Product of Absolutely Continuous Measures is Absolutely Continuous I am stuck on this problem from Folland's Real Analysis, Second Edition:
For $j = 1, 2$, let $\mu_j, \nu_j$ be $\sigma$-finite measures on $(X_j, \mathcal{M}_j)$ such that $\nu_j <\!\!< \mu_j$.  Then $\nu_1 \times \nu_2 <\!\!< \mu_1 \times \mu_2$.
Here is about where I am at.
(1)  It is immediate that if $\mu_1 \times \mu_2(A \times B) = 0$, then $\nu_1 \times \nu_2(A \times B) = 0$.  
(2)  Because $\nu_1 \times \nu_2$ is $\sigma$-finite, it is enough to prove the result for when $\nu_1 \times \nu_2$ is finite.  Since the result is quickly verified if either $\nu_1$ or $\nu_2$ is the zero measure, we may assume that both $\nu_1$ and $\nu_2$ are finite.  We then have the following equivalent formulation for $\nu_1 <\!\!< \mu_1$:
For every $\epsilon > 0$, there exists $\delta > 0$ such that $\mu_1(E) < \delta$ implies $\nu_1(E) < \epsilon$.

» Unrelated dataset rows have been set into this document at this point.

PR #160, opened 2021-03-12
Update production from develop

miggol:
I've tested everything relevant to the commits, but might be best to deploy this after the weekend in case anything breaks.


proposals/templates/proposals/proposal_submit.html
```diff
@@ -121,7 +121,12 @@ <h2>
                 </div>
             {% endif %}{% csrf_token %}
                 <table>{{ form.as_table }}</table>
-                {% if troublesome_pages %}
+                {% if is_practice %}
+                <p>
+                    {% trans "U bewerkt op het moment een oefenstudie. Deze kan niet ter beoordeling door de FETC-GW worden ingediend." %}
```
tymees, line 126: It might be better to wrap this is a ``<div class="info"`` for better visibility

reviews/models.py
```diff
@@ -88,6 +88,8 @@ def update_go(self):
                 # On NO-GO, reset the Proposal status
                 # TODO: also send e-mail?
                 else:
+                    from .utils import notify_supervisor_nogo
```
tymees, line 91: Why the local import?

reviews/utils.py
```diff
@@ -253,6 +253,27 @@ def notify_secretary(decision):
...
+        'decision': decision,
+        'supervisor': supervisor,
+    }
+    
+    for applicant in receivers:
+        params['applicant'] = applicant
+        msg_plain = render_to_string('mail/supervisor_decision.txt', params)
+        send_mail(subject, msg_plain, settings.EMAIL_FROM, [applicant.email])
+    
+    print('\n\n',receivers, decision,'\n\n')
```
tymees, line 273: Debug statement?

reviews/models.py
```diff
@@ -88,6 +88,8 @@ def update_go(self):
                 # On NO-GO, reset the Proposal status
                 # TODO: also send e-mail?
```
tymees, line 89: I think this TODO is done now? :P

reviews/utils.py
```diff
@@ -253,6 +253,27 @@ def notify_secretary(decision):
     send_mail(subject, msg_plain, settings.EMAIL_FROM, [secretary.email])
 
 
+def notify_supervisor_nogo(proposal, decision):
```
tymees, line 256: The proposal parameter is a bit redundant. You can access that through ``decision.review.proposal``

It's not bad or anything, but it's more consistant to use that method, as it's also used for the ``notify_secretary`` function (in the template)

reviews/models.py
miggol: This prevents a circular. I'd rather import models at the top layer in `utils.py` than import a utility at top level elsewhere. Models make more sense to have available everywhere.

tymees: Right.

Friday 5PM  strikes again, should've spotted that

PR #163, opened 2021-03-15
Some compare proposal fixes

tymees:
Three fixes:

* Some word documents weren't seen as such, due to a missing check for the 'application/msword' mimetype
* Sessions weren't compared in proposals that have METC decision attached
* Tasks and sessions were improperly compared. (Same issue as with trajectories we had before)

### DIFF
--- a/proposals/templates/proposals/proposal_diff.html
+++ b/proposals/templates/proposals/proposal_diff.html
@@ -211,7 +211,7 @@ $(function() {
             </table>
 
             {% if proposal.wmo.status == proposal.wmo.NO_WMO or proposal.wmo.status == proposal.wmo.JUDGED %}
-            {% for study, p_study in zipped_studies %}
+            {% for study, p_study in proposal.study_set.all|zip:p_proposal.study_set.all %}
             <h2 class="mt-5 mb-1">{% trans "De deelnemers" %}</h2>
             {% include "studies/study_title.html" %}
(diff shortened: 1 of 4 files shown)


tymees:
One problem reported resulted in 2 extra problems getting fixed. That's what I call efficient

miggol:
It took me way to long to actually identify the problem, even with your commits. Nice work on finding the other two!

proposals/templates/proposals/proposal_diff.html
```diff
@@ -209,7 +210,7 @@ <h2 class="mt-5 mb-1">{% trans "Eén of meerdere trajecten?" %}</h2>
                 {% endif %}
             </table>
 
-            {% if proposal.wmo.status == proposal.wmo.NO_WMO %}
+            {% if proposal.wmo.status == proposal.wmo.NO_WMO or proposal.wmo.status == proposal.wmo.JUDGED %}
             {% for study, p_study in zipped_studies %}
```
miggol, line 214: I like the filter solution more than the context var, could we use it here as well?

miggol (approved):

proposals/templates/proposals/proposal_diff.html
tymees: Yes we can, and now we do!

Good spot, missed it yesterday.

PR #176, opened 2021-04-01
Improvement/documents list

miggol:
This is a rewrite of the detail sidebar, which now appears on the assign page as well. I wouldn't exactly call this production-ready, it does need some serious testing on develop and there's some things I want an opinion on.

- Where should things like `documents_list` and `simple_compare_link` reside? They can go in different places. But main didn't feel like the best place.
- How should we handle deprecated observations' `approval_documents`? Currently `simple_compare_link` can deal with them, but `documents_list` doesn't look for them. It wouldn't be too hard to check for them explicitly but it felt unnecessary as we'll never have a review with that case ever again.

Any and all comments welcome


tymees:
I've added a commit, most of which are style related. (Mostly related to stuff I had difficulty reading due to density). 

Addional changes:
* Changed the if statements of ``simple_compare_link`` to a if/elif/else, and return an empty dict if the given object type isn't recognised.
* Replaced the 3 with statements in ``document_list`` with a simple unpacking for loop
* Added more detailed comments on the documents QS to explain what that QS actually tries to do

One final note:
``documents_list.html`` and ``simple_compare_link.html`` aren't in a namespace folder (e.g. ``reviews/x.html``), is this on purpose or can these files be moved into a namespace folder?

reviews/templates/documents_list.html
```diff
@@ -0,0 +1,41 @@
...
+       {{header}}
+    </h5>
+
+    <ul>
+    {% for name, file, obj in items %}
+        <li>
+            <a href="{{ file.url }}" target="_blank">
+                {{name}}
+            </a>
+            {% if file.field.name != "pdf" %}
```
tymees, line 21: Why are we filtering PDF files here?

miggol:
On the location of the files: I simply started coding not really knowing where they would go in the end. The sidebar is review-specific but `documents_list` and `simple_compare_link` could be useful elsewhere. I just didn't know where to put them and was wondering about your input. 

My opinion would be to make a namespace for inclusion tag templates such as `inclusion_templates` in `reviews/templates` and put the templates there. And then keep `documents_list.py` in the reviews app for the time being.

What do you think about no longer handling observation files on the review detail page?

tymees:
> On the location of the files: I simply started coding not really knowing where they would go in the end. The sidebar is review-specific but documents_list and simple_compare_link could be useful elsewhere. I just didn't know where to put them and was wondering about your input.
My opinion would be to make a namespace for inclusion tag templates such as inclusion_templates in reviews/templates and put the templates there. And then keep documents_list.py in the reviews app for the time being.

The namespace is often just the name of the app that 'owns' it, with any other grouping happening below that. For example, the proposals template dir has 'diff' and 'pdf' as subdirs to group those subtemplates.

 The reason why it's an app name is because you can 'override' a template from a different app above you in the loading order. Thus, by explicitly using the app name, you at least know that one is overriding that app. For example, we override the ``registration`` app templates to provide our own login and logged out pages. 

(and yes, we are actually doing this wrong  with the ``mail`` folder in the reviews app, that should be a subdir of ``reviews``....)

Thus, I would move it into the ``templates\reviews`` folder as long as the corresponding Python code is also in that app. An additional ``inclusion_templates`` subdir might be best. To be honest, if one of us has time and motivation, we probably should group templates more. (At least the proposal templates can be grouped... I hope). 

> What do you think about no longer handling observation files on the review detail page?

I'd rather keep it in there, otherwise all studies before 2018 don't give access to those documents. You might ask if those are still relevant, to which I would respond: probably not, but life has a tendency to surprise.

miggol:
Ah yes, thank you for the explanation of the namespaces. I'll at least be moving them into `templates/reviews` then.

So my next question on the observations is if you know of a reasonable way of making a local "deprecated" proposal with the old-style observation so I can test while developing? Even by shell I wouldn't really know where to start.

If not I guess I'll just work blind based on how they were handled before and cross my fingers when we merge to master.

miggol (commented):
> I've added a commit, most of which are style related. (Mostly related to stuff I had difficulty reading due to density).
> 
> Addional changes:
> 
>     * Changed the if statements of `simple_compare_link` to a if/elif/else, and return an empty dict if the given object type isn't recognised.
> 
>     * Replaced the 3 with statements in `document_list` with a simple unpacking for loop

Nice changes by the way. IMO this is now ready for merging into develop. I'll make sure to be ready to test an old proposal the day it goes to master.

reviews/templates/documents_list.html
tymees: Oh it's the proposal PDF! I read it as filterring pdf's in general. This makes more sense. 
(Maybe we should add a comment what it's actually filtering)

tymees (approved):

And similarly for $\nu_2 <\!\!< \mu_2$.  
I thought I might be able to prove the same condition for $\nu_1 \times \nu_2$ with respect to $\mu_1 \times \mu_2$, which would then imply $\nu_1 \times \nu_2 <\!\!< \mu_1 \times \mu_2$ since $\nu_1 \times \nu_2$ has been reduced to being finite.  As a suggestion, following Folland's technique, it might be easier to argue by contradiction, assuming first the $\epsilon-\delta$ condition is false.  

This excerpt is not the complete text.